Иван смотрел на Крыса с изумлением, тот взгляд перехватил, и на лице проступило раздражение. Словно его поймали на чем-то предосудительном. Уличили во лжи.
— Что уставился? — Старик вернулся к стулу и сел. — Я чем-то тебя не устраиваю? Этот мир тебя не устраивает? Что?
— Добрый дедушка СигизмундА, — пробормотал Иван. — То есть меня на вокзале вы ожидали специально? Посмотреть-пощупать-оценить? Начальник тутошней службы безопасности, надо полагать?
— Хочешь — полагай.
— Но тогда получается, что это не я вам должен представляться, а вы мне…
— Ага, сейчас. Все брошу…
— Согласно Положению об Инквизиции…
— Можешь засунуть свое Положение… — Старик ощерился, но больше на грызуна похож не был. Напротив Ивана сидел хищник, способный порвать горло любому, вставшему на пути. — Ты не понял — здесь Новый Иерусалим. Здесь проект «Н». Здесь, если хочешь, будущее этого мира…

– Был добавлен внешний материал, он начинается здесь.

PR #233, opened 2024-01-23
use legacy parquet date write mode for spark utils session

james-francis-MT:
# Description
Adding in some spark config and using the general spark session in utils

# How to test
Ran the glue job manually to check against a data file that was previously failing to ingest
Will also run this job against all past worker files to check there are no other errors

# Developer checklist
[Trello ticket](https://trello.com/c/lW1CVrNh/117-add-datetimerebasemodeinwritelegacy-config-to-the-ascwds-worker-glue-job)


garypolzin (approved):
I'll create another ticket off the back of this one to actually deal with this dodgy imports but thanks for get the job running again!

PR #243, opened 2024-01-29
Add column with main service

james-francis-MT:
# Description
Add the main service column to the cqc locations dataset when cleaning

# How to test
Unit tests have been added but the job should be ran after merging to main

[Trello ticket](https://trello.com/c/IgRoV5Im/25-epic-4-add-column-with-main-service-must)

# Developer checklist
- [x] Unit test
- [x] Linked to Trello ticket


jobs/clean_cqc_location_data.py
```diff
@@ -4,13 +4,24 @@
...
+    CqcLocationApiColumns,
+)
+from pyspark.sql.dataframe import DataFrame
+import pyspark.sql.functions as F
 
 cqcPartitionKeys = [Keys.year, Keys.month, Keys.day, Keys.import_date]
 
+NURSING_HOME_IDENTIFIER = "Care home with nursing"
+NONE_NURSING_HOME_IDENTIFIER = "Care home without nursing"
+NONE_RESIDENTIAL_IDENTIFIER = "non-residential"
```
garypolzin, line 17: might be worth moving these 3 into a generic place (TBC), they are called in a lot of places in the pipeline

james-francis-MT: I can only see these used in prepare locations at the moment so maybe it is worth moving them when we have more use cases

tests/unit/test_clean_cqc_location_data.py
```diff
@@ -29,12 +31,35 @@ def test_main_runs(self, read_from_parquet_patch, write_to_parquet_patch):
         read_from_parquet_patch.return_value = self.test_clean_cqc_location_df
         job.main(self.TEST_SOURCE, self.TEST_DESTINATION)
         write_to_parquet_patch.assert_called_once_with(
-            self.test_clean_cqc_location_df,
+            ANY,
```
MarionJHolloway, line 34: Was there a reason for this change?

tests/unit/test_clean_cqc_location_data.py
```diff
@@ -29,12 +31,35 @@ def test_main_runs(self, read_from_parquet_patch, write_to_parquet_patch):
...
             self.TEST_DESTINATION,
             append=True,
             partitionKeys=self.partition_keys,
         )
 
+    def test_allocate_primary_service_type(self):
+        PRIMARY_SERVICE_TYPE_COLUMN_NAME = "primary_service_type"
+
+        test_primary_service_df = self.spark.createDataFrame(
```
MarionJHolloway, line 43: The test for main created the data frame in the setup step - we probably want to decide when we're going to create this for consistancy. I don't think either method really impacts our test speed much.

jobs/clean_cqc_location_data.py
```diff
@@ -19,6 +30,27 @@ def main(cqc_location_source: str, cleaned_cqc_location_destintion: str):
     )
 
 
+def allocate_primary_service_type(df: DataFrame):
+    return df.withColumn(
+        "primary_service_type",
```
MarionJHolloway, line 35: Can you abstract this please?

MarionJHolloway (commented):
Looks good, just a few small queries :)

tests/unit/test_clean_cqc_location_data.py
james-francis-MT: Now the dataframe is being altered it doesn't match the one that is read. Not sure how else to write this expect

tests/unit/test_clean_cqc_location_data.py
james-francis-MT: That dataframe has so much in - when adding new test rows it would have been pretty hard so I decided to make a new test one. I'm not sure which is best though

tests/unit/test_clean_cqc_location_data.py
MarionJHolloway: Ahh that makes sense, thanks :)

tests/unit/test_clean_cqc_location_data.py
MarionJHolloway: I guess this dataframe isn't likely to be used elsewhere in this test script. Maybe we can agree that anything that is used more than once can be created in the setup, else in the test itself is fine?

tests/test_file_schemas.py
```diff
@@ -187,7 +192,6 @@ class ASCWDSWorkerSchemas:
     )
 
 
-@dataclass
```
MarionJHolloway, line 190: Was this deletion intentional?

MarionJHolloway (approved):
Just one line to check, happy for you to merge if it was removed deliberately :)

tests/test_file_schemas.py
james-francis-MT: Ahh good spot - happened when merging main in

PR #244, opened 2024-01-30
Create universal function for labels

MarionJHolloway:
# Description
Creating a universal function for applying labels to data as part of cleaning data files. The function should work for categorical variables in any of our 6 raw data files.

https://trello.com/c/AQoO2Fej/104-epic-create-a-universal-function-for-adding-labels-for-categorical-variables-must 

# How to test
Unit tests are passing.
It is not possible to test in branch yet - we do not have the labels coded up yet.

# Developer checklist
- [x] Unit test
- [x] Linked to Trello ticket


tests/unit/test_cleaning_utils.py
```diff
@@ -0,0 +1,383 @@
...
+            self.expected_categorical_labels[nationality_labels][3],
+        )
+        self.assertEqual(
+            returned_data[4][nationality_labels],
+            self.expected_categorical_labels[nationality_labels][4],
+        )
+        self.assertEqual(
+            returned_data[5][nationality_labels],
+            self.expected_categorical_labels[nationality_labels][5],
+        )
```
garypolzin, line 142: is another option for tests is to also make the finished/expected dataframe?
then we only need one assertion to say does the starting df run through the process match the expected df?

I know it's our standard approach but I find that testing every cell value quite difficult to read/change if required (works ok for smaller dfs with only a few values to test)

garypolzin (commented):
haven't been able to give this a proper review but just scanned through quickly, looks great :)

tests/unit/test_cleaning_utils.py
MarionJHolloway: Let me see if I can :)

tests/test_file_data.py
```diff
@@ -565,3 +565,35 @@ class CQCLocationsData:
             ],
         ),
     ]
+
```
RoyPriceCS50, line 568: This line is blank!

RoyPriceCS50 (commented):
This is good.

james-francis-MT (approved):
Nice

garypolzin (approved):
Yep like this approach, test scripts are much more pleasant and it's nice having the before & after dfs next to each other

PR #248, opened 2024-02-02
Create universal scale cleaning function

james-francis-MT:
# Description
Create a function for bounding scale values in dataframes

# How to test
Unit tests have been added - not used in prod code yet. Can test when we use it

# Developer checklist
- [x] Unit test
- [x] Linked to Trello ticket: https://trello.com/c/TscsiZ1H/94-epic-create-a-universal-function-for-cleaning-scale-variables-must

### DIFF
--- a/tests/unit/test_cleaning_utils.py
+++ b/tests/unit/test_cleaning_utils.py
@@ -232,6 +232,28 @@ class TestCleaningUtilsScale(unittest.TestCase):
         original_float_values = self.test_scale_df.select("float").collect()
         self.assertEqual(returned_float_values, original_float_values)
 
+    def test_set_column_bounds_int_value_equals_bound(self):
+        returned_df = job.set_column_bounds(
+            self.test_scale_df, "int", "bound_int", 23, 23
+        )
+
+        returned_bounded_int = (
+            returned_df.where(F.col("int") == 23).select("bound_int").first()[0]
+        )
+        self.assertEqual(returned_bounded_int, 23)
+
+    def test_set_column_bounds_float_value_equals_bound(self):
+        returned_df = job.set_column_bounds(
+            self.test_scale_df, "float", "bound_float", 10.1, 10.2
+        )
+
+        returned_bounded_int = (
+            returned_df.where(F.round(F.col("float")) == 10)
+            .select("bound_float")
+            .first()[0]
+        )
+        self.assertAlmostEqual(returned_bounded_int, 10.1, 3)
+
     def test_set_column_bounds_int_below_lower_bound_are_set_to_null(self):
         returned_df = job.set_column_bounds(
             self.test_scale_df, "int", "bound_int", lower_limit=25, upper_limit=100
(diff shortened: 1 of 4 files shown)


utils/cleaning_utils.py
```diff
@@ -59,3 +60,51 @@ def convert_labels_dict_to_dataframe(labels: dict, spark: SparkSession) -> DataF
...
+):
+    if lower_limit is None and upper_limit is None:
+        return df
+
+    if lower_limit > upper_limit:
+        raise Exception(
+            f"Lower limit ({lower_limit}) must be lower than upper limit ({upper_limit})"
+        )
+
+    new_df = df.alias("df_with_column_bound")
```
james-francis-MT, line 76: After some googling I think pyspark dataframes are immutable and so this isn't needed

tests/unit/test_cleaning_utils.py
```diff
@@ -209,3 +205,152 @@ def test_replace_labels_replaces_values_in_new_column_when_new_column_name_is_su
...
+            self.test_scale_df, "int", "bound_int", lower_limit=25, upper_limit=100
+        )
+
+        returned_bounded_int = (
+            returned_df.where(F.col("int") == 23).select("bound_int").first()[0]
+        )
+
+        self.assertEqual(returned_bounded_int, None)
+
+    def test_set_column_bounds_float_below_lower_bound_are_set_to_null(self):
```
MarionJHolloway, line 246: Could you tweak the test names so it's clear which behaviour we want from the limit value? Or alternatively add a test for how that value behaves if you prefer.

MarionJHolloway (changes requested):

tests/unit/test_cleaning_utils.py
james-francis-MT: I can add a test that checks behaviour when the value is equal to the limit?

MarionJHolloway: Yup, that would be a simpler way to write it! Thanks.

james-francis-MT: Hmm, floats are a bit awkward as 10.1 is actually not 10.1 - e.g:
`10.100000381469727 != 10.1`

This means that bounds may not be fully accurate for floats. What do you think is the best way to deal with this?

MarionJHolloway: "set spark.sql.legacy.timeParserPolicy=LEGACY"

james-francis-MT: Yeah that works for testing but when applying an upper bound that is equal to a float it may be set to null

MarionJHolloway: Oh I see what you mean. Lets put it through for now, and we can check in with Will and Gary if that will be a problem on Monday. I doubt it will because our boundaries will probably be a lot higher than any valid values in our data at this point in the pipeline, but they will be able to confirm.

MarionJHolloway (approved):
Looks good, thanks!

PR #253, opened 2024-02-08
Do not clean cqc location rows already cleaned

james-francis-MT:
# Description
There is no need to re clean and append data that has already been cleaned - this change makes sure that we filter out data that has already been cleaned beforehand

# How to test
This has been tested on branch by running this multiple times with the same data source and checking the output

[Trello ticket](https://trello.com/c/sZzUXKgK/144-epic-4-set-up-cleaning-script-so-it-does-not-process-rows-already-cleaned-and-only-append-new-rows-must)

# Developer checklist
- [ ] Unit test
- [ ] Linked to Trello ticket


tests/unit/test_utils.py
```diff
@@ -686,6 +690,80 @@ def test_get_latest_partition_uses_correct_partition_keys(self):
...
+            "Input dataframe must have import_date column" in str(context.exception),
+        )
+
+    @patch("utils.utils.read_from_parquet")
+    def test_remove_already_cleaned_data_returns_the_same_df_if_there_is_no_cleaned_data(
+        self, read_from_parquet_mock: Mock
+    ):
+        read_from_parquet_mock.return_value = self.spark.createDataFrame(
+            [],
+            FilterCleanedValuesSchema.sample_schema,
```
MarionJHolloway, line 714: If the script has never been run, would a schema exist in s3? I'm not sure what s3 would return if the dataframe has never existed.

MarionJHolloway (approved):
Looks good, just one question in the comments - not sure if it will need addressing or not so have approved these changes

tests/unit/test_utils.py
james-francis-MT: Ahh yeah this test is quite confusing - I'll update it if I can to throw the same error that you get when this happens in s3

james-francis-MT: I think I can remove this test as it is tested more accurately below in the final test

PR #621, opened 2024-11-01
Add location id hash

MarionJHolloway:
# Description
Add a hashed location ID to the cqc ratings for data requests

# How to test
Unit tests passing
Run in branch: https://eu-west-2.console.aws.amazon.com/gluestudio/home?region=eu-west-2#/editor/job/add-location-id-hash-flatten_cqc_ratings_job/runs
Column appears in athena

# Developer checklist
- [x] Unit test
- [x] Linked to Trello ticket: https://trello.com/c/pyxv5axJ/839-add-hashed-identifier-to-the-cqc-ratings-file


tests/unit/test_flatten_cqc_ratings.py
```diff
@@ -369,6 +369,87 @@ def test_create_standard_ratings_dataset_deduplicates_rows(self):
...
+        expected_columns = self.expected_df.columns
+        self.assertEqual(returned_columns, expected_columns)
+
+    def test_add_location_id_hash_adds_a_column_with_expected_hashed_ids_when_location_id_has_spaces(
+        self,
+    ):
+        self.assertEqual(
+            self.returned_df.sort(CQCL.location_id).collect(),
+            self.expected_df.collect(),
+        )
```
garypolzin, line 396: We don't need this test (if we did want this as a test, we'd want to remove the space before hashing, which would return a different hashed ID to the one we are testing)

currently the SPSS version needs a step with removes spaces as you need to specify a string width for the column. I've set it to 12 which is the max locationid length, but that means that a locationid of length 10 gets 2 spaces at the end to make it 12 characters. So I need to removed these spaces before hashing

but we don't have that situation in aws so we don't need to remove blanks

garypolzin (approved):
I'll approve now as pretty easy the remove the unrequired test - all the functionality is good :)

PR #627, opened 2024-11-06
Remove duplicate locations in ascwds and cqc for coverage data

garypolzin:
# Description
Creates a generic removes duplicates function which takes a list of columns used to highlight duplicates, plus sorts on another column in descending order (keeps the first value it finds).

In terms of ASCWDS data, this will keeps the most recently updated one (based on highest mupddate date)
In terms of CQC data, this will keep the one which is 'in ascwds' (in ASCWDS=1, not in ASCWDS =0).

If either of them are completely the same (same mupddate or both in/not in ASCWDS, then it doesn't matter which we keep)

# How to test
None of the problematic locationids identified from another branch appear as duplicates anymore

[Branch run](https://eu-west-2.console.aws.amazon.com/states/home?region=eu-west-2#/v2/executions/details/arn:aws:states:eu-west-2:344210435447:execution:remove-dupes-from-coverage-Ind-CQC-Filled-Post-Estimates-Pipeline:ae1d8854-9cc8-4145-8130-532bd7bf993e)

[Trello care](https://trello.com/c/tV8foJBH/851-remove-ascwds-locationid-duplicates)

# Developer checklist
- [X] Unit test
- [X] Linked to Trello ticket

### DIFF
--- a/tests/test_file_data.py
+++ b/tests/test_file_data.py
@@ -3698,6 +3698,19 @@ class MergeCoverageData:
     ]
     # fmt: on
 
+    remove_duplicate_locationids_rows = [
+        (date(2024, 1, 1), "1-001", date(2023, 1, 1)),
+        (date(2024, 1, 1), "1-001", date(2023, 2, 1)),
+        (date(2024, 2, 1), "1-001", date(2023, 2, 1)),
+        (date(2024, 2, 1), "1-002", date(2023, 2, 1)),
+        (date(2024, 2, 1), "1-002", date(2023, 2, 1)),
+    ]
+    expected_remove_duplicate_locationids_rows = [
+        (date(2024, 1, 1), "1-001", date(2023, 2, 1)),
+        (date(2024, 2, 1), "1-001", date(2023, 2, 1)),
+        (date(2024, 2, 1), "1-002", date(2023, 2, 1)),
+    ]
+
     # fmt: off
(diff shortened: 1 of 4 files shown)


tests/test_file_data.py
```diff
@@ -3673,45 +3673,54 @@ class MergeIndCQCData:
...
+        (date(2024, 2, 1), "1-001", date(2023, 2, 1)),
+        (date(2024, 2, 1), "1-002", date(2023, 2, 1)),
+        (date(2024, 2, 1), "1-002", date(2023, 2, 1)),
+    ]
+    expected_remove_duplicate_locationids_rows = [
+        (date(2024, 1, 1), "1-001", date(2023, 2, 1)),
+        (date(2024, 2, 1), "1-001", date(2023, 2, 1)),
+        (date(2024, 2, 1), "1-002", date(2023, 2, 1)),
+    ]
+
```
RoyPriceCS50, line 3725: This test data is already sorted on master update (last element), so it's not testing the sort part of the function?
It's dropping the correct rows, so could you just swap the position of first and second rows in "remove_duplicate_locationids_rows".

garypolzin: the sort in the function is in descending order, so for location "1-001" it keeps the second row, not the first

RoyPriceCS50 (approved):

PR #641, opened 2024-11-28
Refactor rolling average

garypolzin:
# Description
Refactored rolling average to use one singular column which is rolling averaged then split out to help with follow up work.

# How to test
No change to functionality, previous tests still passing and [branch still running ok](https://eu-west-2.console.aws.amazon.com/states/home?region=eu-west-2#/v2/executions/details/arn:aws:states:eu-west-2:344210435447:execution:rename-rolling-avg-variables-Ind-CQC-Filled-Post-Estimates-Pipeline:24f569ab-a68a-4f40-87e0-59e15da5d4e6)

# Developer checklist
- [X] Unit test
- [] Linked to Trello ticket

### DIFF
--- a/tests/unit/test_model_primary_service_rolling_average.py
+++ b/tests/unit/test_model_primary_service_rolling_average.py
@@ -94,18 +94,54 @@ class CreateSingleColumnToAverageTests(ModelPrimaryServiceRollingAverageTests):
         self.returned_data = self.returned_df.collect()
         self.expected_data = self.expected_df.sort(IndCqc.location_id).collect()
 
-    def test_model_primary_service_rolling_average_returns_expected_columns(self):
+    def test_create_single_column_to_average_returns_expected_columns(self):
         self.assertEqual(
             sorted(self.returned_df.columns),
             sorted(self.expected_df.columns),
         )
 
-    def test_returned_rolling_average_model_values_match_expected(
+    def test_returned_column_to_average_values_match_expected(
         self,
     ):
         for i in range(len(self.returned_data)):
             self.assertEqual(
-                self.returned_data[i][IndCqc.column_to_average],
-                self.expected_data[i][IndCqc.column_to_average],
+                self.returned_data[i][IndCqc.temp_column_to_average],
+                self.expected_data[i][IndCqc.temp_column_to_average],
+                f"Returned row {i} does not match expected",
+            )
+
+
+class CalculateRollingAverageTests(ModelPrimaryServiceRollingAverageTests):
+    def setUp(self) -> None:
+        super().setUp()
+
+        number_of_days: int = 3
+
+        test_df = self.spark.createDataFrame(
+            Data.calculate_rolling_average_rows,
+            Schemas.calculate_rolling_average_schema,
+        )
+        self.returned_df = job.calculate_rolling_average(test_df, number_of_days)
+        self.expected_df = self.spark.createDataFrame(
+            Data.expected_calculate_rolling_average_rows,
+            Schemas.expected_calculate_rolling_average_schema,
+        )
+        self.returned_data = self.returned_df.collect()
+        self.expected_data = self.expected_df.sort(IndCqc.location_id).collect()
+
+    def test_calculate_rolling_average_returns_expected_columns(self):
+        self.assertEqual(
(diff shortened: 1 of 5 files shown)


tests/unit/test_model_primary_service_rolling_average.py
```diff
@@ -17,7 +17,12 @@ def setUp(self):
         warnings.filterwarnings("ignore", category=ResourceWarning)
         warnings.filterwarnings("ignore", category=DeprecationWarning)
 
-        number_of_days = 88
+
+class MainTests(ModelPrimaryServiceRollingAverageTests):
+    def setUp(self) -> None:
+        super().setUp()
+
+        number_of_days = 89
```
MarionJHolloway, line 25: integer?

utils/estimate_filled_posts/models/primary_service_rolling_average.py
```diff
@@ -1,131 +1,147 @@
...
-    df: DataFrame,
-    care_home_column_to_average: str,
-    non_res_column_to_average: str,
-    window: Window,
-    temp_col: str,
-) -> DataFrame:
+def calculate_rolling_average(df: DataFrame, number_of_days: int) -> DataFrame:
     """
-    Calculates the rolling average of a specified column over a given window of days for care home and non residential separately.
+    Calculates the rolling average of a specified column over a given window of days.
```
MarionJHolloway, line 85: This is still calculating separately by service type - worth mentioning here?

utils/estimate_filled_posts/models/primary_service_rolling_average.py
```diff
@@ -1,131 +1,147 @@
...
 
-    A temporary column is used so that the window functions can be run simultaneously to improve spark performance.
+    Calculates the rolling average of a specified column over a given window of days.
+    One day is removed from the provided number_of_days value to reflect that the range is inclusive.
```
MarionJHolloway, line 88: "One day is removed from the provided number_of_days value because the pyspark range between function is inclusive at both the start and end point. We only want it to be inclusive of the current day."

Think this might be a bit clearer, else it sounds like you want it to be inclusive at both ends.

MarionJHolloway: Also an option to just reduce the number of days we set by one and make a comment there that it is inclusive at both ends instead.

utils/estimate_filled_posts/models/primary_service_rolling_average.py
```diff
@@ -1,131 +1,147 @@
...
-        .rangeBetween(-convert_days_to_unix_time(number_of_days), 0)
+    df = df.withColumn(
+        ratio_rolling_average_model_column_name,
+        F.when(
+            F.col(IndCqc.care_home) == CareHome.care_home,
+            F.col(TempCol.temp_rolling_average),
+        ),
     )
+    df = df.withColumn(
+        posts_rolling_average_model_column_name,
```
MarionJHolloway, line 140: So, doing this will create the column whether we want this to be calculated or not. I don't know if you made these changes to support your rolling average work or my use of the function in the CT pipeline, but I just wanted to be clear that this will cause problems with my current CT PR by adding an unwanted and empty column that I then have to remove (or change this function again!).

MarionJHolloway (changes requested):
A few things to consider before I approve this :)

utils/estimate_filled_posts/models/primary_service_rolling_average.py
garypolzin: this looks like a change on github but it's the same as it was previously (apart from col name changes), the ratio is run first, then the filled posts. You've named them both the same so the second will still overwrite the first

The main branch is:

```
    df = df.withColumn(
        care_home_ratio_column_name,
        F.when(F.col(IndCqc.care_home) == CareHome.care_home, (F.col(temp_col))),
    )
    df = df.withColumn(
        model_column_name,
        F.when(
            F.col(IndCqc.care_home) == CareHome.care_home,
            (F.col(temp_col)) * F.col(IndCqc.number_of_beds),
        ).otherwise(F.col(temp_col)),
    )
```

MarionJHolloway (approved):
Looks good, thanks!

PR #642, opened 2024-11-28
Step 0 - Standardise rolling avg column names

garypolzin:
# Description
Renamed columns to be more standardised

# How to test
[Branch run](https://eu-west-2.console.aws.amazon.com/states/home?region=eu-west-2#/v2/executions/details/arn:aws:states:eu-west-2:344210435447:execution:rename-rolling-avg-cols-Ind-CQC-Filled-Post-Estimates-Pipeline:c7ffc839-5719-48b9-8f4f-cb432c5c6c04)


tests/unit/test_prepare_features_care_home_ind_cqc.py
```diff
@@ -86,7 +86,7 @@ def test_main_produces_dataframe_with_features(
 
         self.assertTrue(result.filter(F.col(IndCQC.features).isNull()).count() == 0)
         expected_features = SparseVector(
-            51, [0, 9, 10, 17, 24, 31], [10.0, 1.0, 2.5, 1.0, 1.0, 1.0]
+            51, [0, 1, 10, 17, 24, 31], [10.0, 2.5, 1.0, 1.0, 1.0, 1.0]
```
MarionJHolloway, line 89: How come these have changed?

garypolzin: if we don't end up going with the new method I can yea. The imputed ones are called `imputed_posts_rolling_average_model` and `imputed_ratio_rolling_average_model` so I used those names without 'imputed_'

so if I flip them it makes sense to flip the imputed ones too

Will pause for now but that's the solution if not

MarionJHolloway: Did this get addressed in the end?

garypolzin: we're addressing them as we speak by creating new models with the new features

garypolzin: if we were to run the models after this PR alone they will be completely meaningless
but these are the features in advance of the new models

MarionJHolloway (approved):

PR #648, opened 2024-12-02
Validate cleaned capacity tracker non residential data

MarionJHolloway:
# Description
Set up validation for non res cleaned capacity tracker data
Add to pipeline

# How to test
Unit tests passing
Run in branch: https://eu-west-2.console.aws.amazon.com/states/home?region=eu-west-2#/v2/executions/details/arn:aws:states:eu-west-2:344210435447:execution:validate-ct-clean-non-res-IngestAndCleanCapacityTrackerDataPipeline:e6469509-2452-4591-a8f5-1c1e27e742cd

# Developer checklist
- [x] Unit test
- [x] Linked to Trello ticket: https://trello.com/c/DqPMvCgX/870-validation-for-clean-ct-non-res


garypolzin (commented):
code looks fine for that but do we want to set it up like other jobs whereby the 2 clean data jobs run then the 2 cleaned validations run

the rest of the pipeline won't run if either of those fail

also you'll want to set it up like any of our bronze/silver/gold where the validation crawler runs if it passes or fails

or take step function out of this and have one final job to make a step function once all validations exist?

MarionJHolloway:
I can separate it out like that, should be easy to do. The diagnostics job creates 4 datasets, so it can be a separate validation step function.

I don't know if you realised but you reviewed the second PR (which I built on top of the first - It was the res one I requested a review of!) I'll make the changes in that one so as not to confuse things.

garypolzin (approved):
all good :)

PR #662, opened 2024-12-16
Update reconciliation destinations

garypolzin:
# Description
Fixed filepaths for reconciliation outputs


MarionJHolloway (approved):
Happy to approve, but once this has merged into main, you will need to delete the old dataset from s3 and athena (in that order else it will rebuild!)

PR #666, opened 2025-01-02
Refactor clean ascwds worker

garypolzin:
# Description
Added missing docstring to function and split tests into separate classes

# How to test
No changes to codebase


jobs/clean_ascwds_worker_data.py
```diff
@@ -76,7 +76,19 @@ def main(
     )
 
 
-def remove_workers_without_workplaces(worker_df: DataFrame, workplace_df: DataFrame):
+def remove_workers_without_workplaces(
+    worker_df: DataFrame, workplace_df: DataFrame
+) -> DataFrame:
+    """
+    Removes worker records that do not have a corresponding workplace record.
```
MarionJHolloway, line 83: Might be worth adding why we do this (e.g. because the workplace was removed during the workplace cleaning step).

MarionJHolloway (approved):
Looks good. One small suggestion, but I've approved so you can merge after.

PR #670, opened 2025-01-06
Job role breakdown - old process

garypolzin:
# Description
There are no plans to use this code so I've left it quite poorly written, but it's a working version of the original process which might help with running the newer process. Added a TODO to delete the file once it's up and running properly.

Kept it completely separate to the new job so the new process stays clean and we can iteratively add to it

Created test data and a (hashed out) test for the main job. Although the process will change, the outputs will likely be the same/very similar so thought I'd leave it there as it took a while to create! Again, added a TODO to review at the end whether to keep or not

# TEST FILE GENERATOR HAS FINALLY GONE!!!
The final 2 test files in here are related to this process so it can finally go!

# How to test
No tests written but no plans to include this in the pipeline


jobs/job_role_breakdown.py
```diff
@@ -1,270 +1,246 @@
...
+    cleaned_workers_df = utils.read_from_parquet(
+        cleaned_ascwds_worker_source,
+        selected_columns=cleaned_ascwds_worker_columns_to_import,
+    )
+
+    worker_counts_df = count_workers_by_location(cleaned_workers_df)
+    master_df = merge_dataframes(estimated_posts_df, worker_counts_df)
+
+    job_roles_df = get_unique_job_roles(cleaned_workers_df)
+    master_df = master_df.crossJoin(job_roles_df)
```
MarionJHolloway, line 82: Cross joins are expensive. Might be worth making the job roles into columns in the actual job. (No action here,  just an idea for the future)

tests/test_file_data.py
```diff
@@ -4806,6 +4805,23 @@ class EstimateIndCQCFilledPostsByJobRoleData:
         ("103", date(2025, 1, 1), "9", MainJobRoleLabels.care_worker),
         ("111", date(2025, 1, 1), "10", MainJobRoleLabels.care_worker),
     ]
+    # fmt: off
+    # TODO: Temp test data to check outputs, consider removing or tidying at the end
```
MarionJHolloway, line 4809: Would we benefit from integration tests for this job? (No action again, just an idea)

tests/test_file_generator.py
```diff
@@ -1,53 +0,0 @@
-from utils import utils
```
MarionJHolloway, line 1: This is my favourite code change in a long while!

MarionJHolloway (approved):
Looks good!

PR #677, opened 2025-01-20
Blend asc pir review

garypolzin:
# Description
Changed the % function to use the average of ascwds & pir as the denominator, if you only use one (ascwds) then the rule can pass in one direction but fail the other - see below for example

image

Plus some other minor changes I spotted whilst reviewing code

# How to test
Original tests still passing
[Branch run](https://eu-west-2.console.aws.amazon.com/states/home?region=eu-west-2#/v2/executions/details/arn:aws:states:eu-west-2:344210435447:execution:blend-asc-pir-review-Ind-CQC-Filled-Post-Estimates-Pipeline:b6c12e53-3871-4d3b-81c5-b3ad0c0c6871)

# Developer checklist
- [X] Unit test


MarionJHolloway (approved):
Looks good, thanks for checking it :)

— Пуп Земли и центр мироздания, — подхватил Иван, чувствуя, как в желудке зарождается холодный огонь, как всегда перед схваткой. — Не нужно на меня повышать голос и пытаться давить, я от этого зверею. И еще я зверею от того, что мне не говорят всего. Я не знаю, что такое проект «Н». Меня не поставили в известность. И я не понимаю, как я должен получить инструкции от покойного Астуриаса.
— А тебе и не нужно понимать. Не нужно! Тебе даже делать ничего не нужно, просто находиться здесь и присутствовать там, где тебе прикажут.
— Что вы говорите? — попытался усмехнуться Иван. — То есть Инквизиция вам…
— Инквизиция — нет. Инквизиция тут имеет громадные права. А вот ты лично… — Голос Крыса потек сарказмом: — Ты здесь — никто. Понял? Ты здесь…
Иван встал и молча обошел стол.
Крыс посмотрел на него снизу вверх, пошевелил усиками.
И ударил.
Хороший удар, резкий и точный. Если бы Иван не ожидал чего-нибудь подобного, то стоял бы сейчас, согнувшись самым жалким образом, а бойкий дедушка мог выбирать оставить неосторожного наглеца в такой позе или добить из жалости.
Но Иван удар ждал. Старик просто обязан был поступить именно таким образом. Ломать противника, возомнившего о себе бог весть что, учебники рекомендуют именно в такой последовательности: эмоциональный удар, физический, моральный.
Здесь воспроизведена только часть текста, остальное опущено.